(Saved data entries)
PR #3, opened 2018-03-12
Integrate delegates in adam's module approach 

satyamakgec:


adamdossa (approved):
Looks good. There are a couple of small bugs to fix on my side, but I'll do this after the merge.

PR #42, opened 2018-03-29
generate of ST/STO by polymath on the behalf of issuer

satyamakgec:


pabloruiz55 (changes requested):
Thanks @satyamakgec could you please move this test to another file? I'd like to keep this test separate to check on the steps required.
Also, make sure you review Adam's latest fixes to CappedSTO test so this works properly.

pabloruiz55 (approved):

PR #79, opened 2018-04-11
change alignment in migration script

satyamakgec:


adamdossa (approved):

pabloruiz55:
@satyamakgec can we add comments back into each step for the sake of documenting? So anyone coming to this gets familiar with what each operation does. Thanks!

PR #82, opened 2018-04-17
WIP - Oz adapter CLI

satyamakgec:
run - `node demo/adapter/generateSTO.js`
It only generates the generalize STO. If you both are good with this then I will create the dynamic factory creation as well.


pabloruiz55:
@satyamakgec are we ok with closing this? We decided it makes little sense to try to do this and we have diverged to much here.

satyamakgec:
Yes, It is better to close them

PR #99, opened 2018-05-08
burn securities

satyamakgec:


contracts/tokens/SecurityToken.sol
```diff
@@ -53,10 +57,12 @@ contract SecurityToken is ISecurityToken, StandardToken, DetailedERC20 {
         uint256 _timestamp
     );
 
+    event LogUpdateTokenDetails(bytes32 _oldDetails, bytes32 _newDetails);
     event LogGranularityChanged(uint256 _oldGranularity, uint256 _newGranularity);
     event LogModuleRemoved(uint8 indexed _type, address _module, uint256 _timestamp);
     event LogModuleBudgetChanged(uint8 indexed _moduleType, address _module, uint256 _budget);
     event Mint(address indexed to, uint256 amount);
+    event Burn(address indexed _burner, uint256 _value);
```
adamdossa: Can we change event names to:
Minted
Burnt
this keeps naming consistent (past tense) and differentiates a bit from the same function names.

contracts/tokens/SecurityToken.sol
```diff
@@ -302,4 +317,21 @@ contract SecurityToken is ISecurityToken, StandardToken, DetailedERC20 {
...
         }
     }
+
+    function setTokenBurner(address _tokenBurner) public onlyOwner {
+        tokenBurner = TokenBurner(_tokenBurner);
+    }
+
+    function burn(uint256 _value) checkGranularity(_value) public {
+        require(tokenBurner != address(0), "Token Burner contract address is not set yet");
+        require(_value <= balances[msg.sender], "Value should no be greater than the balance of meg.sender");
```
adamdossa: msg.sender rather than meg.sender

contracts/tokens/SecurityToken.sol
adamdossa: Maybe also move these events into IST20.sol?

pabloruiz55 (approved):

What the task asks — Search the data above for "good" and copy every line where it turns up.

Solution for this exercise —
Looks good. There are a couple of small bugs to fix on my side, but I'll do this after the merge.
It only generates the generalize STO. If you both are good with this then I will create the dynamic factory creation as well.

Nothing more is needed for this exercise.